Tras una supervisión, “desde hace meses” la DGM había prevenido a los mineros de Las Siete Cañadas, en Hato Mayor, del peligro de las excavaciones mineras en esa zona, puesto que podrían encontrar gases no respirables, por lo que recomendaron hacerlo en la dirección opuesta, que es una franja virgen donde podían encontrar más ámbar con menos peligros.

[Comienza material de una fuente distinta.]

Issue #65, opened 2017-01-16
Emulator crashes when trying to load a save state


autofire372:
### Expected behavior
The previously saved state is loaded.
### Actual behavior
The emulator crashes to desktop.
### Steps to reproduce the behavior
Open a game. Make a save state, and then attempt to load it (i.e. hit Shift+F1 and then F1). The program should then crash.
### Build details

Operating System (Windows, Mac, Linux, etc.):
Windows 10 x64
Interface (wx, SDL, default is wx):
wx
Version of code (pre-built binary version, or commit ref, or just "master"):
master
Any other relevant build information:

If this is e.g. a joystick or video issue, then the relevant hardware information:

ichigo-0:
In my case, it is inconsistent. Sometimes it crashes when I try to load a saved state, but if I relaunch and try again, it will often load that state successfully. I don't think I've yet found a save that couldn't be loaded (but initially I assumed the save states were corrupt and after a crash would try to load a different state).

I'm also using master (fcc34394c139), though I'm on Linux.

Possibly related are crashes when saving state. These crashes seems to happen after the save completes (because I can load it successfully later).

TheDauthi:
I'm seeing the same behavior - inconsistent crashes to desktop on save file loading. (I also see the same problem with saves).

Upon regenerating the ini file, the first time I loaded a save state, the emulator crashed. Upon reopening, it no longer crashes.

rkitover:
Apparently there's an issue with the current save code in that it incorrectly determines the flash size for some ROMs, this is known to be a bug with normal saves, but it may be affecting state saves as well.

Squall-Leonhart:
it would not be affecting save states, the issue at large is because vba-m writes to the config file when a state is loaded.

kvaak:
64-bit Win10, latest GitHub release. I'm not sure whether it's related to this issue at all, but since it involves broken save states I'm going to assume so. My save states load just fine, problem is they seem to consist of glitchy garbage that makes Sinclair Spectrum loading screens sound like an opera. ROM is European version of FF6 Advance with a sound restoration patch glued on top.

**SOUND WARNING. SERIOUSLY, TAKE OFF YOUR HEADPHONES.**

https://www.youtube.com/watch?v=Rpiric_J16U

[...]

PR #459, opened 2019-07-01
[WIP] Fix load state failing to load with Simple output module.

denisfa:
@rkitover This is a very weird behaviour for this output module. When I checked #65, I got several types of errors (like first `double free`, then `segfault`, then `free(): corrupted unsorted chunks`). With the help of @retro-wertz, we used ASAN to find a specific line on our code, just before the error's party begun.

I will point out the code, hoping you can have a better understanding about this.

### DIFF
--- a/src/wx/panel.cpp
+++ b/src/wx/panel.cpp
@@ -31,6 +31,7 @@ GameArea::GameArea()
     , rewind_time(0)
     , do_rewind(false)
     , rewind_mem(0)
+    , num_rewind_states(0)
     , loaded(IMAGE_UNKNOWN)
     , basic_width(GBAWidth)
     , basic_height(GBAHeight)
@@ -1860,6 +1861,7 @@ void DrawingPanelBase::DrawArea(uint8_t** data)
                     showSpeedTransparent);
 
                 free(buf);
+                buf = NULL;
             } else
                 panel->osdtext.clear();
         }
@@ -1978,9 +1980,11 @@ void DrawingPanelBase::OnSize(wxSizeEvent& ev)
 DrawingPanelBase::~DrawingPanelBase()
 {
     // pixbuf1 freed by emulator
-    if (pixbuf2)
+    if (pixbuf1 != pixbuf2 && pixbuf2)
+    {
         free(pixbuf2);
-
+        pixbuf2 = NULL;
+    }
     InterframeCleanup();
 
     if (nthreads) {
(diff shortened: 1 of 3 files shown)


src/wx/panel.cpp
```diff
@@ -2004,7 +2008,7 @@ BasicDrawingPanel::BasicDrawingPanel(wxWindow* parent, int _width, int _height)
     // 16 or 32, though
     if (gopts.filter == FF_NONE && gopts.ifb == IFB_NONE)
         // changing from 32 to 24 does not require regenerating color tables
-        systemColorDepth = 24;
+        systemColorDepth = 32;
```
denisfa: @rkitover @retro-wertz When you use `24`, the code for the Simple output seems to not allocated enough memory for everything. Then, we wait for whenever there is a wrong memory access when loading a state (can happen after {1,3,11,...} try(ies)). Depending where it lands, we get a different error message.

denisfa:
On the code `./src/wx/panel.cpp`, we have this scope:
```
void DrawingPanelBase::DrawArea(uint8_t** data)
{
    // double-buffer buffer:
    //   if filtering, this is filter output, retained for redraws
    //   if not filtering, we still retain current image for redraws

     ### IF WE HAVE systemColorDepth == {16,32}, IT WORKS FLAWLESS
    int outbpp = out_16 ? 2 : systemColorDepth == 24 ? 3 : 4;
    int outrb = systemColorDepth == 24 ? 0 : 4;
    int outstride = std::ceil(width * outbpp * scale) + outrb;

    if (!pixbuf2) {
        int allocstride = outstride, alloch = height;

        // gb may write borders, so allocate enough for them
        if (width == GameArea::GBWidth && height == GameArea::GBHeight) {
            allocstride = std::ceil(GameArea::SGBWidth * outbpp * scale) + outrb;
            alloch = GameArea::SGBHeight;
        }

        ### ERROR LINE BELOW
        pixbuf2 = (uint8_t*)calloc(allocstride, std::ceil((alloch + 2) * scale));
    }
```

Following this, we have `
void BasicDrawingPanel::DrawArea(wxWindowDC& dc)` also with a special case for when `systemColorDepth == 24` dealt as the first `if` there. I believe there should be some type of code change here doing something similar to what happens to other cases, eg, some type of scale(=1).

As a result, if you use any filter with Simple, it works as expected.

Según un comunicado de la DGM, el geólogo Uladislao Lora Almánzar, encargado del departamento de Pequeña y Mediana Minería de la institución, declaró que el pozo donde fallecieron los mineros Rafael Nolasco, Eusebio de la Cruz y Manuel Seguís, fue el primero que visitó el pasado 10 de octubre en su labor de inspección frecuente y recordó que habló con dos de los difuntos.

En esa zona de El Valle, indica el Director General de Minería Alexander Medina, hay varios pozos abandonados por la alta actividad de extracción de ámbar en 2014 y 2015, y que el riesgo de encontrar gases en ellos es alto.

Como medida de seguridad para evitar derrumbes, la DGM dispuso hace cuatro años la obligatoriedad de encofrar los pozos con madera y llevó un especialista para instruir a los mineros sobre cómo realizar el entramado.

Otros representantes de la DGM se trasladaron a la zona del accidente para realizar la investigación correspondiente y hablaron con Deyander Paulino Santana, alias Wicho, un minero que sobrevivió al accidente, y con Carlos Manuel Marte Acevedo, quien operaba la grúa desde la superficie y quien logró enganchar a Paulino Santana por el pantalón y rescatarlo inconsciente.

Uno de los ingenieros indicó que los mineros fallecidos el lunes sufrieron falta de oxígeno por los efectos de gases no respirables (metano, sulfuro de hidrógeno o monóxido de carbono) y por la columna de agua proveniente del segundo pozo, que inundó el pozo primario donde trabajaban los mineros.

Al indagar sobre la razón para conectar los dos pozos, los mineros le dijeron que ellos tenían la información de que en ese pozo de al lado había un frente minero de ámbar abandonado al que querían extraer la resina disponible.

Paulino Santana, el minero sobreviviente, relató que a eso de las 13.00 del lunes él se encontraba a unos dos pies y medio de la cueva donde uno de sus compañeros estaba perforando con un taladro, que al ser desconectado del hueco “salió agua y gas y explotó”.

A Deyander no le dio tiempo a agarrar la guindola para amarrarse y subir, por lo que empezó a escalar por el encofrado de madera, pero se desmayó y cayó, mientras que Carlos, el compañero que se encontraba en la superficie, logró agarrarlo por un pie con el gancho de la grúa, que se mantiene abajo mientras los mineros excavan.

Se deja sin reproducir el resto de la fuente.